Controversies have emerged surrounding comparisons between the AIIB and existing multinational financial institutions such as the ADB and the World Bank, with some arguing that the AIIB could be seen as a challenge to the Japan-dominated ADB.
Established in 1966, the Manila-based ADB boasted 67 members and tripled its capital base from $55 billion to $165 billion in 2009. According to a Reuters report on May 2, ADB President Takehiko Nakao estimated the infrastructure needs of Asia and Pacific amount to $800 billion per year, while ADB only contributes about $13 billion toward new lending annually—leaving room for others to step in to fill the void.
Mitsuhiro Furusawa, Japans then top finance diplomat, voiced doubts regarding the necessity of the proposed investment bank during a meeting with the AIIBs preparatory group head Jin Liqun. Furusawa claimed that “the ADB already plays the role” of providing capital for the projects aimed at improving infrastructure in developing Asian economies, The Japan Times reported.
However, ADB President Nakao held an opposing view from that of his compatriot. “The ADB needs to make efforts to maintain our capacity of lending or even increase it,” Nakao said. “Once [the AIIB] is established, we will be very happy to cooperate with them.”
Similarly, World Bank President Jim Yong Kim welcomed Chinas proposal to set up the AIIB ahead of his visit to five Asian countries in early July.
“It would be foolish for us to think of the AIIB as a competitor, because there is no way that the money we provide for infrastructure is going to be enough for us to reach the goal of ending extreme poverty.

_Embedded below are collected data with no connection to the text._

PR #171, opened 2017-07-25
Support for OPEN_COMMENT middleware action

samouri:
In order to support opening directly to comments within Calypso, the notifications-panel needs to support dispatching a new action for opening comments instead of just one for opening posts.

On top of that, we also need to start dispatching actions when timestamps are clicked.

This PR seeks to address both points.

### DIFF
--- a/src/templates/functions.jsx
+++ b/src/templates/functions.jsx
@@ -1,6 +1,7 @@
 import React from 'react';
 
 import { html as toHtml } from '../indices-to-html';
+import { pickBy } from 'lodash';
 
 /**
  * Adds markup to some common text patterns
@@ -230,3 +231,27 @@ export function zipWithSignature(blocks, note) {
 }
 
 export const validURL = /^(?:http(?:s?)\:\/\/|~\/|\/)?(?:\w+:\w+@)?((?:(?:[-\w\d{1-3}]+\.)+(?:com|org|net|gov|mil|biz|info|mobi|name|aero|jobs|edu|co\.uk|ac\.uk|it|fr|tv|museum|asia|local|travel|blog|[a-z]{2}))|((\b25[0-5]\b|\b[2][0-4][0-9]\b|\b[0-1]?[0-9]?[0-9]\b)(\.(\b25[0-5]\b|\b[2][0-4][0-9]\b|\b[0-1]?[0-9]?[0-9]\b)){3}))(?::[\d]{1,5})?(?:(?:(?:\/(?:[-\w~!$+|.,=]|%[a-f\d]{2})+)+|\/)+|\?|#)?(?:(?:\?(?:[-\w~!$+|.,*:]|%[a-f\d{2}])+=?(?:[-\w~!$+|.,*:=]|%[a-f\d]{2})*)(?:&(?:[-\w~!$+|.,*:]|%[a-f\d{2}])+=?(?:[-\w~!$+|.,*:=]|%[a-f\d]{2})*)*)*(?:#(?:[-\w~!$ |\/.,*:;=]|%[a-f\d]{2})*)?$/i;
+
+export const linkProps = note => {
+  const { site, comment, post } = note.meta.ids;
+  let type;
+
+  if ( comment ) {
+    type = 'comment';
+  } else if ( post ) {
+    type = 'post';
+  }
+
+  switch (type) {
+    case 'post':
+    case 'comment':
+      return pickBy( {
+        'data-link-type': type,
+        'data-site-id': site,
+        'data-post-id': post,
+        'data-comment-id': comment,
+      } );
+    default:
+      return {};
+  }
+};
--- a/src/templates/functions.jsx
+++ b/src/templates/functions.jsx
@@ -1,7 +1,7 @@
 import React from 'react';
 
 import { html as toHtml } from '../indices-to-html';
-import { pickBy } from 'lodash';
+import { pickBy, get } from 'lodash';
 
 /**
  * Adds markup to some common text patterns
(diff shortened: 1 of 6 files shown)


gwwar:
cc @Automattic/lannister

samouri:
This seemed to work when i tested it out with https://github.com/Automattic/wp-calypso/pull/14396

src/templates/functions.jsx
```diff
@@ -230,3 +231,27 @@ export function zipWithSignature(blocks, note) {
 }
 
 export const validURL = /^(?:http(?:s?)\:\/\/|~\/|\/)?(?:\w+:\w+@)?((?:(?:[-\w\d{1-3}]+\.)+(?:com|org|net|gov|mil|biz|info|mobi|name|aero|jobs|edu|co\.uk|ac\.uk|it|fr|tv|museum|asia|local|travel|blog|[a-z]{2}))|((\b25[0-5]\b|\b[2][0-4][0-9]\b|\b[0-1]?[0-9]?[0-9]\b)(\.(\b25[0-5]\b|\b[2][0-4][0-9]\b|\b[0-1]?[0-9]?[0-9]\b)){3}))(?::[\d]{1,5})?(?:(?:(?:\/(?:[-\w~!$+|.,=]|%[a-f\d]{2})+)+|\/)+|\?|#)?(?:(?:\?(?:[-\w~!$+|.,*:]|%[a-f\d{2}])+=?(?:[-\w~!$+|.,*:=]|%[a-f\d]{2})*)(?:&(?:[-\w~!$+|.,*:]|%[a-f\d{2}])+=?(?:[-\w~!$+|.,*:=]|%[a-f\d]{2})*)*)*(?:#(?:[-\w~!$ |\/.,*:;=]|%[a-f\d]{2})*)?$/i;
+
+export const linkProps = note => {
+  const { site, comment, post } = note.meta.ids;
```
dmsnell: should probably make a safe get here because I'm not sure all notes are going to have these.

dmsnell:
Let's be careful with the `getPostRef()` function. I can't remember why I created it that way but you can definitely see that I'm checking in the note header _and_ in the note body. We need to make sure that we aren't getting notes with the comment or post links which don't have the meta.

src/templates/functions.jsx
samouri: only need a safe get if `meta.ids` isn't guaranteed.  I'm okay all of the 3 being undefined.

dmsnell: I was talking about `note.meta.ids`

gwwar:
```jsx
const { site, comment, post } = get( note, 'meta.ids', {} );
```

gwwar:
Nice @samouri I can get this working most of the time, but sometimes I see this glitch. Can you see if you can repro?

screen shot 2017-07-26 at 5 13 24 pm

src/templates/functions.jsx
samouri: makes sense. thanks for the example gwwar!

samouri:
@gwwar: I used to see that issue in two edgecases:

1. if the comment doesn't exist or for whatever reason the network requests 404 (permissions etc).
2. if the comment does exist but for a different post on the site

I believe i've fixed those, and haven't run into any more since.  I'll play with it more to see if i can find a repro

src/templates/functions.jsx
```diff
@@ -233,7 +233,7 @@ export function zipWithSignature(blocks, note) {
 export const validURL = /^(?:http(?:s?)\:\/\/|~\/|\/)?(?:\w+:\w+@)?((?:(?:[-\w\d{1-3}]+\.)+(?:com|org|net|gov|mil|biz|info|mobi|name|aero|jobs|edu|co\.uk|ac\.uk|it|fr|tv|museum|asia|local|travel|blog|[a-z]{2}))|((\b25[0-5]\b|\b[2][0-4][0-9]\b|\b[0-1]?[0-9]?[0-9]\b)(\.(\b25[0-5]\b|\b[2][0-4][0-9]\b|\b[0-1]?[0-9]?[0-9]\b)){3}))(?::[\d]{1,5})?(?:(?:(?:\/(?:[-\w~!$+|.,=]|%[a-f\d]{2})+)+|\/)+|\?|#)?(?:(?:\?(?:[-\w~!$+|.,*:]|%[a-f\d{2}])+=?(?:[-\w~!$+|.,*:=]|%[a-f\d]{2})*)(?:&(?:[-\w~!$+|.,*:]|%[a-f\d{2}])+=?(?:[-\w~!$+|.,*:=]|%[a-f\d]{2})*)*)*(?:#(?:[-\w~!$ |\/.,*:;=]|%[a-f\d]{2})*)?$/i;
 
 export const linkProps = note => {
-  const { site, comment, post } = note.meta.ids;
+  const { site, comment, post } = get( note, 'meta.ids', {} );
```
gwwar: Don't forget to import get from lodash

samouri: 🧀 thanks

gwwar:
Hmm, I wasn't able to repro this morning. We can write up an issue if other folks run into it. Once the import is fixed, let's 🚢 

Nice work @samouri

gwwar:
Oh and, let's also bump the package version 😄

samouri:
@gwwar: package version bumped to `1.2.0` b/c this change is breaking.
🚢 ?

samouri:
> Let's be careful with the getPostRef() function. I can't remember why I created it that way but you can definitely see that I'm checking in the note header and in the note body. We need to make sure that we aren't getting notes with the comment or post links which don't have the meta.

I'll be on high alert for bugs for the next week - and if anything happens we know what to check!

PR #172, opened 2017-07-27
Links: open in new tab if meta/ctrl are pressed

samouri:
~~For now this should have no functional changes.~~

~~It adds the property `newTab` to the OPEN_POST / OPEN_LINK actions.  newTab true/false is determined by if ctrl/meta are on the event object.~~

On the suggestion of @dmsnell, this ignores sending anything to the middleware and opens links in a new tab when cmd/ctrl are held during the notification click.

mdn source for mouse events: https://developer.mozilla.org/en-US/docs/Web/API/MouseEvent

To test:
In the calypso directory run: `npm install 'Automattic/notifications-panel#fix/cmdclick-open-new-tab'`
then make run as usual and verify cmd/ctrl clicks are working as expected

### DIFF
--- a/src/utils/link-interceptor.js
+++ b/src/utils/link-interceptor.js
@@ -25,6 +25,12 @@ export const interceptLinks = event => {
     return true;
   }
 
+  const newTab = event.ctrlKey || event.metaKey;
+  if (newTab) {
+    window.open(href, '_blank');
+    return true;
+  }
+
   event.stopPropagation();
   event.preventDefault();
 
--- a/src/utils/link-interceptor.js
+++ b/src/utils/link-interceptor.js
@@ -27,8 +27,7 @@ export const interceptLinks = event => {
 
   const newTab = event.ctrlKey || event.metaKey;
   if (newTab) {
-    window.open(href, '_blank');
-    return true;
+    return true; // will open in new tab b/c we dont eat the event
   }
 
   event.stopPropagation();
--- a/src/utils/link-interceptor.js
+++ b/src/utils/link-interceptor.js
@@ -25,9 +25,12 @@ export const interceptLinks = event => {
     return true;
   }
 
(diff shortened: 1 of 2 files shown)


samouri:
some individuals have brought up the possibility of ignoring the middleware and in case of `newTab`, don't send through the action and just launch a window.open

src/utils/link-interceptor.js
```diff
@@ -25,6 +25,11 @@ export const interceptLinks = event => {
     return true;
   }
 
+  const newTab = event.ctrlKey || event.metaKey;
+  if (newTab) {
+    return true; // will open in new tab b/c we dont eat the event
```
samouri: question: does returning true/false matter here? Its just an onClick handler for a div and I can't tell that anything responds to it...

dmsnell: if it's an `<a>` it will cause the browser to respond differently.

probably not on a `<div>` but I do like to keep the pattern intact.

gwwar:
Yeah probably 1.2.1 over 1.3.0 here 👍

samouri:
switched the package version over to 1.2.1 instead of 1.3

src/utils/link-interceptor.js
dmsnell: @samouri I think this comment and the naming could be a bit clearer here, especially since the link interceptor itself doesn't know about new tabs…

if we can rename and update the comments I think the PR will be ready. here's an idea

```js
// we don't want to interfere with the click
// if the user has specifically overwritten the
// normal behavior already by holding down
// one of the modifier keys.
if ( event.ctrlKey || event.metaKey ) {
	return true;
}
```

dmsnell:
@samouri all good. :shipit: I haven't tested these changes but will attempt to do so before we update the iframe or Calypso version.

PR #174, opened 2017-08-03
package.json: Change main to esnext

ockham:
To better denote we're dealing with untranspiled code.

Companion Calypso PR: https://github.com/Automattic/wp-calypso/pull/16870

To provide a bit of an explanation -- `esnext` is a custom field.
* We'll specify it as a possible entry point for webpack to watch out for [here](https://github.com/Automattic/wp-calypso/pull/16870/files#diff-11e9f7f953edc64ba14b0cc350ae7b9dR141).
* OTOH, we use it (as opposed to `main`) as a flag to indicate that this is a package's entrypoint for untranspiled code [here](https://github.com/Automattic/wp-calypso/pull/16870/files#diff-11e9f7f953edc64ba14b0cc350ae7b9dR108).

This is a strategy found at http://2ality.com/2017/06/pkg-esnext.html.

Suggested order:
* Merge this
* Release new version
* Calypso: Include `notifications-panel` version bump with https://github.com/Automattic/wp-calypso/pull/16870
* Test https://github.com/Automattic/wp-calypso/pull/16870
* Merge https://github.com/Automattic/wp-calypso/pull/16870

### DIFF
--- a/package.json
+++ b/package.json
@@ -1,6 +1,6 @@
 {
   "name": "notifications-panel",
-  "version": "2.0.0",
+  "version": "1.3.0",
   "description": "The core notifications panel for WordPress.com notifications",
   "esnext": "src/Notifications.jsx",
   "scripts": {
--- a/package.json
+++ b/package.json
@@ -2,7 +2,7 @@
   "name": "notifications-panel",
   "version": "1.2.7",
   "description": "The core notifications panel for WordPress.com notifications",
-  "main": "src/Notifications.jsx",
+  "esnext": "src/Notifications.jsx",
   "scripts": {
     "build": "webpack",
     "build:prod": "NODE_ENV=production webpack -p",
--- a/package.json
+++ b/package.json
@@ -1,6 +1,6 @@
 {
   "name": "notifications-panel",
-  "version": "1.2.7",
+  "version": "2.0.0",
   "description": "The core notifications panel for WordPress.com notifications",
   "esnext": "src/Notifications.jsx",
   "scripts": {


package.json
```diff
@@ -2,7 +2,7 @@
   "name": "notifications-panel",
   "version": "1.2.1",
```
dmsnell: this is probably worth a major version bump, no? since software already using this would have to update in order not to break?

dmsnell:
@gwwar @kwight I have updated this with a major version bump (see the commit description).

Could you two consider this change and indicate if you have any hesitation or questions? This is a change to help @ockham improve Calypso's build process by automatically inferring which `node_modules` can be included as-is without having to import the already-transpiled builds (which would end up speeding up our build _and_ saving on build-size).

kwight:
@ockham do you have a strict timeline for this? We've moved to scheduled releases for `notifications-panel` (p3fqKv-5V6-p2), so this could be part of the next beta on Nov 8th, with production release Nov 22nd; would that work for you?

gwwar:
To add to that Calypso gets the beta release so unless it's really urgent, it'd be slated for Nov 8.

ockham:
No strict/urgent timeline, but would totally appreciate this being merged!

gwwar:
Thanks @ockham we'll try to test/merge this soon, though for now we'll stick with the Nov 8 version bump.

kwight:
I've committed these changes both to `master` (by merging this PR with a minor bump to 1.3.0) and to the `react16` branch (with a bump to 2.1.0) in 011fc14a6da274eb238eda295f2b40003d25ff73.

ockham:
D'oh, this won't work until we merge https://github.com/Automattic/wp-calypso/pull/19698 

Quoting https://github.com/Automattic/wp-calypso/pull/19723#issuecomment-347925487:

> To fix, we can:
> * either merge #19698 
> * or change back `esnext` to `module` in https://github.com/Automattic/notifications-panel
> * or add a build step, publish that to npm, and set  `main` to point to the dir that holds the transpiled code

PR #175, opened 2017-08-03
i18n: Fix display of English text in the filter bar

### LINKED ISSUE #173: i18n: Top navigation bar loads in English, switches to correct language after first click
I have my UI language set to German, yet the header loads in English.

Here is a demo:
notifications-translation

akirk:
Fixes #173. The component wasn't started localized.

Old behavior:
notifications-translation

New behavior: No change of UI language.


akirk:
@dmsnell thanks for the review! How will this get deployed?

Issue #581, opened 2023-09-26
Micronaut Serialization deserializes model bean with inheritance and discriminator property incorrectly, causing HTTP POST to REST endpoint to fail


runenielsen:
### Expected Behavior

Micronaut Serialization should set the discriminator property in an OpenAPI model bean with inheritance when deserializing.

Note that the model in the example is generated by Micronaut OpenAPI and the annotation `@JsonIgnoreProperties` is used for the discriminator with `allowSetters` set to `true`. This works fine with Jackson.

### Actual Behaviour

Micronaut Serialization does not set the discriminator property in an OpenAPI model bean with inheritance when deserializing.

This causes validation of the bean to fail, since this property is required in the specification and therefore annotated with `@NotNull`.

This is a critical bug for us, since it prevents valid models generated with Micronaut's OpenAPI generator from being posted to REST endpoints, if jakarta validation is used.

I think it is related to https://github.com/micronaut-projects/micronaut-serialization/issues/550

### Steps To Reproduce

1. Clone the repository https://github.com/runenielsen/mn-discriminator-null-serde-bug, that uses Micronaut Serialization.
2. Run the testPostModelWithDiscriminator in BookInfoControllerTest to post the model with a discriminator to a service endpoint with validation.
3. See that the test fails due to a validation failure "bookInfo.type: must not be null".
4. Now clone the repository https://github.com/runenielsen/mn-discriminator-not-null-with-jackson, that contains the same code, but uses Jackson Databind instead of Micronaut Serialization.
5. See that the same test succeeds.

### Environment Information

- MacOS
- JDK 17

### Example Application

https://github.com/runenielsen/mn-discriminator-null-serde-bug

### Version

4.1.2

graemerocher:
probably a duplicate of #550 currently `allowSetters` is unsupported and should fail with a compilation error

runenielsen:
@graemerocher : Thanks for the reply.

1. That `allowSetters` is not supported for `@JsonIgnoreProperties` seems to be missing from the [documentation](https://micronaut-projects.github.io/micronaut-serialization/latest/guide/index.html#jacksonAnnotations). There's no notes about it in the table with Jackson annotations.
2. I think this is a fairly critical missing feature, since it makes Micronaut Serialization unusable with OpenAPI specs using inheritance. It will at least prevent us from using it. Is there any plan for when you will support `allowSetters`?
[...]

Issue #550, opened 2023-08-14
Jackson's @JsonIgnoreProperties annotation not inherited


runenielsen:
### Expected Behavior

When serializing a model bean with inheritance and a discriminator property marked to be ignored with `@JsonIgnoreProperties`, I expect the discriminator property to only exist once in the JSON output by the serialization.

It should work so that any value set in the discriminator property in the bean is ignored, and the discriminator property is instead set in the serialized output based on the class of the bean. This is how it works in Jackson Databind.

### Actual Behaviour

The discriminator property exists twice in the JSON output by the serialization.

One value is generated from the value is set in discriminator property in the bean and the other value is generated from the bean's class.

### Steps To Reproduce

1. Clone the repository https://github.com/runenielsen/jsonignorepropertiesnotworking
2. Run the test JsonIgnorePropertiesWithDiscriminatorTest and see that Micronaut Serialization behaves differently than Jackson Databind.
3. I have included the test JsonIgnorePropertiesSimpleTest with a simple test of `@JsonIgnoreProperties` to verify, that it works correctly for a simple model without inheritance.
4. You can also see the incorrect output, if you run the application and open the URL http://localhost:8080/test in a browser.
5. This seems to work correctly when using `@JsonIgnore` instead of `@JsonIgnoreProperties` by the way, but the model classes in this reproduction project are a stripped down version of models generated by micronaut-openapi, so this is not something easily changeable in the class. And Micronaut Serialization should work correctly with both these annotations.

### Environment Information

MacOS
JDK 17

### Example Application

https://github.com/runenielsen/jsonignorepropertiesnotworking

### Version

4.0.3

yawkat:
this is actually unrelated to subtyping, the JsonIgnoreProperties is just not inherited from the superclass. Adding the annotation to the subclass as well works around this issue.

runenielsen:
Thanks, @yawkat 

The classes with the problem in our case is generated by Micronaut's OpenAPI generator, so it's unfortunately not easy for us to use your workaround without having to do a hack in Gradle to replace parts of them after generation.

graemerocher:
probably the fix has to go into the openapi generator to be honest

runenielsen:
@graemerocher : I know Jackson is not a standard, but I think it would be beneficial, if Micronaut Serialization works as closely as possible to Jackson, just without reflection.

[...]

PR #640, opened 2023-11-03
Support `@JsonIgnoreProperties(allowGetters,allowSetters)`, align with Jackson behaviour

dstepanov:
Fixes https://github.com/micronaut-projects/micronaut-serialization/issues/581
Fixes https://github.com/micronaut-projects/micronaut-serialization/issues/550

### DIFF
--- a/serde-processor/src/main/java/io/micronaut/serde/processor/SerdeAnnotationVisitor.java
+++ b/serde-processor/src/main/java/io/micronaut/serde/processor/SerdeAnnotationVisitor.java
@@ -65,7 +65,6 @@ import java.util.List;
 import java.util.Map;
 import java.util.Optional;
 import java.util.Set;
-import java.util.function.Consumer;
 import java.util.stream.Collectors;
 import java.util.stream.Stream;
 
@@ -687,6 +686,16 @@ public class SerdeAnnotationVisitor implements TypeElementVisitor<SerdeConfig, S
             return;
         }
 
+        if (!subtype.hasAnnotation(SerdeConfig.SerIgnored.class)) {
+            // Replicate the Jackson behaviour of using the ignore annotation from supertype but allow to override it
+            AnnotationValue<SerdeConfig.SerIgnored> serIgnored = supertype.getAnnotation(SerdeConfig.SerIgnored.class);
+            if (serIgnored != null) {
+                subtype.annotate(serIgnored);
+            }
+            // Re-evaluate ignore properties
+            visitProperties(subtype, context);
+        }
+
         final SerdeConfig.SerSubtyped.DiscriminatorValueKind discriminatorValueKind =
             getDiscriminatorValueKind(supertype);
         final SerdeConfig.SerSubtyped.DiscriminatorType discriminatorType =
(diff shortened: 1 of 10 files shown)


serde-processor/src/main/java/io/micronaut/serde/processor/SerdeAnnotationVisitor.java
```diff
@@ -687,6 +686,16 @@ private void visitSubtype(ClassElement supertype, ClassElement subtype, VisitorC
             return;
         }
 
+        if (!subtype.hasAnnotation(SerdeConfig.SerIgnored.class)) {
+            // Replicate the Jackson behaviour of using the ignore annotation from supertype but allow to override it
+            AnnotationValue<SerdeConfig.SerIgnored> serIgnored = supertype.getAnnotation(SerdeConfig.SerIgnored.class);
```
yawkat, line 691: what if it's on the supersupertype

serde-support/src/main/java/io/micronaut/serde/support/deserializers/DemuxingObjectDecoder.java
```diff
@@ -175,12 +175,12 @@ Entry getEntry(int i) throws IOException {
             if (buffer.size() > i) {
                 return buffer.get(i);
             } else {
-                if (buffer.size() != i) {
```
yawkat, line 178: why is this change necessary? is something calling decodeKey again after it already returned null?

serde-processor/src/main/java/io/micronaut/serde/processor/SerdeAnnotationVisitor.java
dstepanov: The annotation is not inherited

serde-support/src/main/java/io/micronaut/serde/support/deserializers/DemuxingObjectDecoder.java
dstepanov: Reverted

serde-processor/src/main/java/io/micronaut/serde/processor/SerdeAnnotationVisitor.java
yawkat: in a hierarchy of A extends B and B extends C, and C has @SerIgnored, I think this will mean that A will only get SerIgnored if B is visited before A?

dstepanov: No, `@SerIgnored` is not inherited, so adding it to `B` shouldn't add it to `A`.

yawkat: but youre copying it here? i dont understand what youre saying. this code copies the annotation from the supertype, but not if it's further up, even though i assume in jackson it would still be considered for such a hierarchy

dstepanov: Well if the annotation is not inherited, putting it on B shouldn’t be present on A etc.

yawkat: but with this code, putting it on B does copy it to A.

dstepanov: The subtypes in this code are the subtypes of the base class defined by JsonSubTypes. The logic is called one. It’s not called on every type.

dstepanov: See https://github.com/micronaut-projects/micronaut-serialization/pull/640/files#diff-37b66da15700d594aac6c8e6eab4763e00f8dc3b0d769186e203b400a7a557b7R800

The ignore is not inherited. With subtypes it acts the same, if you put ignore again and want to ignore something from the supertype you need to repeat it.

yawkat: ive pushed a pendingfeature with the setup that i mean. the test passes with jackson-databind.

dstepanov: Ahh, looks like Jackson respects the last definition. I can take a look in the next PR

yawkat (approved):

So, we very strongly welcome all other participants,” Kim said.
Chinese Finance Minister Lou described the relations between the AIIB and existing multinational financial institutions as “complementary,” given that both the ADB and the World Bank focus on poverty alleviation, whereas the AIIB emphasizes infrastructure spending—an alternative means of addressing poverty.
“It is necessary to figure out how to ensure the existing institutions and the AIIB do not engage in unhealthy competition due to overlap in terms of roles and functions,” Lye Liang Fook, Assistant Director of the East Asian Institute with National University of Singapore, told Beijing Review.
“If it is carefully set up and well managed, the AIIB should be able to attract shareholding from Asia-Pacific governments committed to their new APEC [Asia-Pacific Economic Cooperation] Framework on Connectivity, as well as from some private sources,” wrote Elek.“If APEC governments on both sides of the Pacific participate in the new infrastructure development bank, the AIIB could be transformed into an Asia-Pacific Infrastructure Investment Bank, which could invest in projects to upgrade connectivity among all Asia-Pacific economies,”Elek continued, articulating a broader view of the issue.